WORK INSTRUCTION: Within the records, tally the lines that contain "raise" and reply with that number only.
[[ SOURCE INFORMATION open ]]
PR #32, opened 2017-07-25
Rough cut dataset convencience object

govuklaurence:
OK! All methods take same params as in `Elasticsearch::Client`.

This satisfies initial reqs for #30.

## Get a dataset:
```
Dataset.get(id: 124)
```

## Search for datasets
```
ds = Dataset.search(q: 'test')
ds.datasets # dataset objects
ds.raw # raw results
```

## Custom query (returns raw results for any method on client)
```
ds = Dataset._query(:search, q: 'test')
```

### DIFF
--- a/app/models/dataset.rb
+++ b/app/models/dataset.rb
@@ -1,0 +1,51 @@
+class DatasetSearchResponse
+  include ActiveModel::Model
+  attr_accessor :datasets, :raw
+  # This class can be improved by porting over more metadata from the raw response
+end
+
+class Dataset
+  include ActiveModel::Model
+  attr_accessor :name, :title, :summary, :description,
+       :location1, :location2, :location3,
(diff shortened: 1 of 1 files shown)


app/models/dataset.rb
```diff
@@ -0,0 +1,51 @@
...
+  include ActiveModel::Model
+  attr_accessor :name, :title, :summary, :description,
+       :location1, :location2, :location3,
+       :licence, :licence_other, :frequency,
+       :published_date, :updated_at, :created_at,
+       :harvested, :uuid, :organisation, :datafiles,
+       :inspire_dataset, :json,
+       :_index, :_type, :_id, :_score, :_source,
+       :_version
+  # TODO: subclass for datafiles
```
rossjones: Also organisation (will be a publisher page at some point).

PR #42, opened 2017-07-26
Dataset view

hannako:
- creates all partials for the dataset show page
- temporary objects passed in from dataset controller for time being


app/controllers/application_controller.rb
```diff
@@ -1,9 +1,8 @@
 class ApplicationController < ActionController::Base
-  before_action :authenticate
+  # before_action :authenticate
```
rossjones: Is there a reason this is disabled?  We need this (for now) on heroku so that it doesn't accidentally get spidered by google.

app/views/datasets/_additional_info.html.erb
```diff
@@ -0,0 +1,13 @@
+<section class="info">
```
rossjones: This should come from the `notes` field of the elastic search result.

app/views/datasets/_feedback.html.erb
```diff
@@ -0,0 +1,62 @@
+<section id="feedback">
```
rossjones: Do we have a ticket to send this info somewhere?

PR #48, opened 2017-07-28
Search page views

### LINKED ISSUE #35: Search page views
#5

govuklaurence:
Closes #35


app/controllers/search_controller.rb
```diff
@@ -0,0 +1,21 @@
+class SearchController < ApplicationController
+  def search
+    @query = params["q"]
+    datasets = Dataset.search({ q: @query })
```
hannako: maybe this guy should be called `results`

app/controllers/search_controller.rb
```diff
@@ -0,0 +1,21 @@
...
+    @results = datasets.datasets
```
hannako: and this guy would be `@datasets = results.datasets`

app/controllers/search_controller.rb
govuklaurence: Agreed, but i'll catch them in a seperate pass

PR #55, opened 2017-08-01
Elastic Config & Cleanup

TobyRet:


spec/spec_helper.rb
```diff
@@ -2,9 +2,18 @@
 SimpleCov.start
 
 RSpec.configure do |config|
+  config.before(:each) do
+    ELASTIC.indices.create index: "datasets-test"
```
rossjones: Might that fail if I abort the test?

govuklaurence: Agreed, should try to delete before as well.

TobyRet: Thanks @govuklaurence @rossjones  - will push changes shortly

PR #62, opened 2017-08-02
Display time series data

TobyRet:


app/helpers/datasets_helper.rb
```diff
@@ -1,82 +1,105 @@
...
+  def dataset_location(dataset)
+    locations(dataset).empty? ? NO_MORE['default'] : locations(dataset)
+  end
+
+  def expected_location_class_for(dataset)
+    NO_MORE['default'] if locations(dataset).empty?
+  end
+
+  def timeseries_data?(dataset)
+    dataset['datafiles'].map {|file| Time.parse(file['start_date']).year}.uniq
```
hannako: I hadn't finished this guy, it is just returning an array of years at the mo. If it's empty or has only one date in it then it's not time series?

spec/features/dataset_show_page_spec.rb
```diff
@@ -1,125 +1,107 @@
...
-     }]
-
-     it "uses the updated_at field to calculate next update" do
-       dataset = create_dataset("Lovely data", "annual", datafiles_no_enddate)
-       index_and_visit(dataset)
-       expect(page).to have_content("Expected update: 31 August 2017")
-     end
-  end
+  describe 'Datafiles are not present' do
+    context 'Sections' do
```
hannako: Convention is context is for state and describe is for things. I think they're the same method - but just fyi.

spec/helpers/datasets_helper_spec.rb
```diff
@@ -1,57 +1,88 @@
...
+                  'name' => 'Dataset 3',
+                  'url' => 'https://good_data.co.uk',
+                  'start_date' => '2015-09-24',
+                  'end_date' => nil,
+                  'updated_at' => '2015-08-31T14:40:57.528Z',
+                  'start_year' => '2015'
+                 }]
+  }
+
+  it 'Should group time series data by year' do
```
hannako: I think the [convention ](http://www.betterspecs.org/#expect)is that you don't use should.

PR #79, opened 2017-08-04
Add related datasets to datasets view page

TobyRet:
Appreciate any comments on what would be appropriate testing here.
Would an E2E test suffice?


TobyRet:
[Related datasets](https://trello.com/c/gDvb6iou/310-related-datasets)

govuklaurence:
E2E test would be most useful, yes. Just check that related links is populated on a given dataset

Issue #84, opened 2017-08-07
Fix filtering code


govuklaurence:
Errors occur on clicking a publisher name in search results, and hitting dataset title on results page

Issue #52, opened 2017-07-31
Show all datasets when no search term provided.


rossjones:

govuklaurence:
Fixed by #84

PR #88, opened 2017-08-07
Fix null search error

govuklaurence:


govuklaurence:
Fixes #84 and #52

hannako:
- This fixes the 500 when you click on the publisher name

- It doesn't fix the 500 when you click on the dataset title

- Shall I approve and merge in and you can create new ticket for the latter?

govuklaurence:
Yeah, please approve and merge and split out a seperate ticket, as the other error is unrelated to these changes.

PR #95, opened 2017-08-08
Display datasets tests

TobyRet:
Note that dynamic error pages have now been created (404 and 500), Rails defaults have been removed. Have added dummy copy for now.


app/controllers/datasets_controller.rb
```diff
@@ -4,9 +4,16 @@ class DatasetsController < ApplicationController
   include DatasetsHelper
 
   def show
+    begin
+      @dataset = current_dataset
+      raise 'Metadata missing' if @dataset['title'].empty?
+
+    rescue
+      render :template => "errors/not_found", :status => 404
+    end
```
maxf: It would be nice to have a different 404 body message, to differentiate real 404s from metadata-missing 404s. Or we can find another http response code that matches the semantics.

app/views/datasets/_meta_data.html.erb
```diff
@@ -13,15 +12,15 @@
             <dt>Last updated:</dt>
             <dd><%= format(@dataset["updated_at"]) %></dd>
             <dt>Expected update:</dt>
-              <% if @dataset["datafiles"].any? %>
-                <dd class="<%= expected_update_class_for(@dataset['frequency'])%>">
+            <% if @dataset["datafiles"].any? %>
+                <dd class="<%= expected_update_class_for(@dataset['frequency']) %>">
```
maxf: indentation seems wrong

maxf: and in other places below too

app/views/datasets/show.html.erb
```diff
@@ -19,7 +19,7 @@
       <%= render "supporting_docs" %>
   <% end %>
 
-  <% if @dataset['organisation']['contact_name'] || @dataset['organisation']['contact_email'] %>
+  <% if @dataset['organisation']['contact_email'].present? %>
```
hannako: This seems sensible, but maybe need to run passed gurinder/blanca? I think there is a general vibe that is if there's info display it - perhaps it's useful to know the name of the contact person?

app/views/errors/internal_server_error.html.erb
```diff
@@ -0,0 +1,5 @@
+<main id="content" role="main">
```
maxf: Should you set the page title here? Usually something like "Page not found - 404 - data.gov.uk"

app/views/errors/internal_server_error.html.erb
```diff
@@ -0,0 +1,5 @@
...
+  <div class="grid-row">
+    <h1 class="heading-large">Something broke!</h1>
+  </div>
+</main>
```
maxf: We normally add line-breaks at the end of files

config/routes.rb
```diff
@@ -1,4 +1,7 @@
 Rails.application.routes.draw do
+  match "/404", :to => "errors#not_found", :via => :all
+  match "/500", :to => "errors#internal_server_error", :via => :all
+
```
maxf: The problem with 500 pages defined using controllers is that if the whole app breaks it can't even be rendered. That's why there's 404.html and 500.html in /public by default. We're likely to have an nginx server in front of the app anyway, which will serve its own static 500 page if the application is down.

TobyRet: Yep that right - the new error pages are created dynamically and we will need to have something on nginx incase the app goes down

app/views/errors/internal_server_error.html.erb
TobyRet: Interesting - let's discuss

app/views/errors/internal_server_error.html.erb
TobyRet: Currently the page title is 'Something broke'.
Waiting content from Gurinda

app/views/datasets/_meta_data.html.erb
TobyRet: mmm ... this appears to be default settings via the Intellij ruby plugin
Its two spaces but this increases to four when you start a new line after executing ruby code <% ... %>. This can be changed though I'm sure. 
Let's discuss

app/controllers/datasets_controller.rb
TobyRet: I'm guessing from the user perspective that the nature of the error will not be of interest but agree that logging the type of error is required. Currently, the conditions under which information is displayed or not are still to be finalised ... This is a first pass on the back of an initial discussion with Jonathon. 

Are there any plans to set up a logging service like https://logentries.com/ so that we can can keep track of errors?

app/views/datasets/show.html.erb
TobyRet: Yes agree. This is just a first pass on the back of initial discussion with Jonathon. Acceptance criteria here - https://trello.com/c/aOhd5nFJ/332-test-cases-dataset-view-page

TobyRet: Yep need to check with them. I will raise a ticket

TobyRet:
[Test cases: Dataset view page](https://trello.com/c/aOhd5nFJ/332-test-cases-dataset-view-page)

app/controllers/datasets_controller.rb
maxf: We're going to use log.it, but I haven't looked into it yet.

app/views/datasets/_meta_data.html.erb
TobyRet: I see it's a setting called 'continuation indent' which is currently set to 4 spaces. If I set to 2 will this be consistent with your IDE?

app/views/errors/internal_server_error.html.erb
TobyRet: @maxf - have fixed settings in my IDE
[[ SOURCE INFORMATION closed ]]
REPLY TO THE EXERCISE: 2